“The Kindness of God.” Part 10: “If you continue….”

The previous post looked at verses which teach that a true believer can never lose his salvation.  In this final post, we want to look at a couple of verses which are often used to teach, as a Boston Church of Christ elder once told me, one can be a child of God and still end up in Hell.

In the other post, we saw what might be called the believer’s reassurance.  This post deals with what might be called the believer’s responsibility.  In other words, contrary to what many opponents of eternal security believe it says, and even some who agree with it seem to teach, salvation isn’t just some sort of eternal “fire insurance,” which, once having, a person can put it into a safety deposit box with other papers and forget about it.

No, no, salvation is eternal life,  and life is to be lived.  We have a new grandson and his mom says that he’s big for his age.  Well, he is a chunk, but I joked to her that he didn’t read the same baby-development book.

You see, birth brings up expectations of growth, development and maturing.  So it is with the new birth.  There is to be growth, development and maturing.  We sometimes say that it’s a shame that a baby has to grow up because they’re so cute when they’re little.  We know, however, that we really don’t mean that; it would be a great sorrow if they didn’t grow up.

1.  John 8:30, 31, As He [Jesus] spoke these words, many believed in Him.  Then Jesus said to them, “If you abide in My word, then are you My disciples indeed.”

The KJV translated this verse, “If ye continue in My word, then are ye My disciples indeed.”  This verse is taken to mean that a believer who doesn’t “continue” or “abide” in Christ becomes lost.  However, our Lord didn’t say that one who continues remains a disciple; He said that such a one is a disciple indeed, that is, truly.  Continuation in the faith is not a condition of salvation; it is an evidence of it.

It is here that much of fundamental or contemporary Christianity errs on eternal security.  The Scripture is clear about the certainty of salvation for those who have it, but that is the difficulty.  The Bible nowhere tells us to take “having it” for granted.  In the little saying, “once saved, always saved,” the emphasis is usually on “always saved.”  The Scripture places the emphasis on, “once saved.”
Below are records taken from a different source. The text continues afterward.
Issue #11203, opened 2022-10-09
Allow having broken symlinks in the packaged cargo archive


Ekleog:
### Problem

In https://github.com/Ekleog/kannader/tree/main/smtp-queue-fs, I have a `res/` folder that intentionally contains a broken symlink. This folder is properly tracked by git, and used by tests to validate that `smtp-queue-fs` behaves correctly when faced with a queue that has a broken symlink

### Proposed Solution

It would be nice if `cargo` were able to store the same types of files as `git`, so including broken symlinks. This would make it possible to upload this kind of crates with its tests on crates.io

### Notes

I guess an alternative would be to not have the broken symlink be checked-in, and instead handle the test creation and validation differently. However, it makes it harder to just add tests, given that it means manual care needs to be given to each test that has a broken symlink.

I would understand if you think that'd be a non-feature and you didn't want to allow including broken symlinks in the crate on crates.io, but I thought it was worth opening this issue to gather feedback over whether it'd be of interest. Sorry if it has already been discussed elsewhere!

weihanglo:
Thank you for the proposal! 

I totally understand what you're trying to solve. Also have no idea why Cargo implemented like this, as the logic dates back to [Cargo v0.0.1-pre]😆. However, I do have concerns on this being implemented. 

Cargo tries its best to make every `.crate` file always compile. Based on that fact, Cargo resolves all symlinks, and copies target contents over into tarball. A common use case is sharing root README and LICENSE file within a workspace, so that each member gets a real copy of that file and published to crates.io with a sense of integrity. 

If Cargo now switches the behaviour to align with git, some projects will start failing as they cannot find the actual contents during compiling. If we keep the current behaviour and only treat broken symlinks as you proposed, the inconsistency sounds even more confusing, at least to me.

We may loose the restriction a bit, such like when Cargo.toml `includes` explicitly includes a broken symlink, just includes it and emits a warning. I am not entirely sure what it might cause if we go this route. People might find their files missing after publish and that is really unfortunate.

[Cargo v0.0.1-pre]: https://github.com/rust-lang/cargo/blob/v0.0.1-pre/src/cargo/ops/cargo_package.rs#L130

Ekleog:
Hmmm… as you're saying, I guess silently changing the behavior or reusing `include` wouldn't make much sense.

[...]

PR #14684, opened 2024-10-14
docs: More information on what is and isn't included by cargo package

sourcefrog:

Add more detail to `cargo package` explaining what is and isn't included. 

This doesn't add the feature requested by #11203 (shipping symlinks) but it does at least make it more clear that it's not supported.

Docs only change.

I wrote this by reading [src/cargo/sources/path.rs](https://github.com/rust-lang/cargo/blob/82c489f1c612096c2dffc48a4091d21af4b8e046/src/cargo/sources/path.rs), in addition to my observations of cargo behavior, so it might be helpful for reviewers to check the new docs against the code.

### DIFF
--- a/src/doc/man/cargo-package.md
+++ b/src/doc/man/cargo-package.md
@@ -32,6 +32,16 @@ stored in the `target/package` directory. This performs the following steps:
     - A `.cargo_vcs_info.json` file is included that contains information
       about the current VCS checkout hash if available, as well as a flag if the
       worktree is dirty.
+    - Symlinks are flattened to their target files.
+    - Subdirectories containing `Cargo.toml` are excluded, as they are assumed
+      to be separate packages.
+    - A `target` directory in the root of the package is excluded.
+    - Files and directories matching the `[include]` and `[exclude]` fields in
+      the manifest are included or excluded. Include patterns can override the
+      following rules.
+    - Files that are ignored by VCS are excluded.
+    - Unix hidden files and directories (starting with `.`) are excluded.
+
 3. Extract the `.crate` file and build it to verify it can build.
     - This will rebuild your package from scratch to ensure that it can be
       built from a pristine state. The `--no-verify` flag can be used to skip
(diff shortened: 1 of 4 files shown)


sourcefrog:
cc? @weihanglo

sourcefrog:
The failures seem to be unrelated flakes?

sourcefrog:
https://github.com/rust-lang/cargo/actions/runs/11330170805/job/31507413375?pr=14684

Perhaps this is getting rate-limited based on the GitHub workers IP pool, if the cargo build does not currently pass any credentials? If so, just switching to an authenticated pull, even without paying, might help. 

It also might be possible to cache the image in GitHub Actions, per https://docs.docker.com/build/ci/github-actions/cache/. That would help stay below the limit of authenticated pulls. Even if we're using just the GitHub IPs it would probably reduce the error rate.

We could split out a separate issue? I can have a look if you like, although as I'm not a project member I might need help with registering an account or uploading secrets.

src/doc/man/cargo-package.md
```diff
@@ -32,6 +32,16 @@ stored in the `target/package` directory. This performs the following steps:
...
       worktree is dirty.
+    - Symlinks are flattened to their target files.
+    - Subdirectories containing `Cargo.toml` are excluded, as they are assumed
+      to be separate packages.
+    - A `target` directory in the root of the package is excluded.
+    - Files and directories matching the `[include]` and `[exclude]` fields in
+      the manifest are included or excluded. Include patterns can override the
+      following rules.
+    - Files that are ignored by VCS are excluded.
+    - Unix hidden files and directories (starting with `.`) are excluded.
```
weihanglo, line 43: Thank you. I love your writing!

Yet, I just recalled that we already have the rule written down in <https://doc.rust-lang.org/nightly/cargo/reference/manifest.html#the-exclude-and-include-fields>.

Instead of duplicating the writing, what about providing a relative link to `../reference/manifest.html#the-exclude-and-include-fields`? Something like:

```suggestion
    - Files and directories are included or excluded based on rules mentioned in
      [the `[include]` and `[exclude]` fields](../reference/manifest.html#the-exclude-and-include-fields).
```

weihanglo (approved):

weihanglo:
Thank you!

@bors r+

Just because I’ve “believed,” that is, given mental assent to some statement or confession of faith, or gone through some church ritual, or “done something,” whatever the “something” might be, doesn’t mean I’m truly saved.  Remember Nicodemus. There are multitudes in our churches who’ve gone through some ritual or ceremony, or have been manipulated into making a “profession of faith,” but like Nicodemus, need something else.

It’s important to see that the “believers” in v. 31 above wound up trying to kill Jesus before the chapter is over, v. 59!  They didn’t “abide” in His word at all, but rejected it.  There are many who begin in the Word, but some aspect of it offends them, some OT event or some NT teaching, and they turn aside.  It’s not up to us to say that such are lost, but it’s a serious matter to reject the Word, any part of it.

There’s a lot more we could say about this.  Cf. such verses as Acts 2:42; 11:23; 13:43 and 14:22.

2.  Hebrews 6:1-6, Therefore, leaving the discussion of the elementary principles of Christ, let us go on to perfection [maturity], not laying again the foundation of repentance from dead works and faith toward God, of the doctrine of baptisms, of laying on of hands, of resurrection from the dead, and of eternal judgment.  And this we will do, if God permits.  For it is impossible for those once enlightened, and having tasted the heavenly gift, and have become partakers of the Holy Spirit, and have tasted the good word of God and the powers of the age to come, if they fall away, to renew them again to repentance, since they crucify again for themselves the Son of God, and put Him to open shame.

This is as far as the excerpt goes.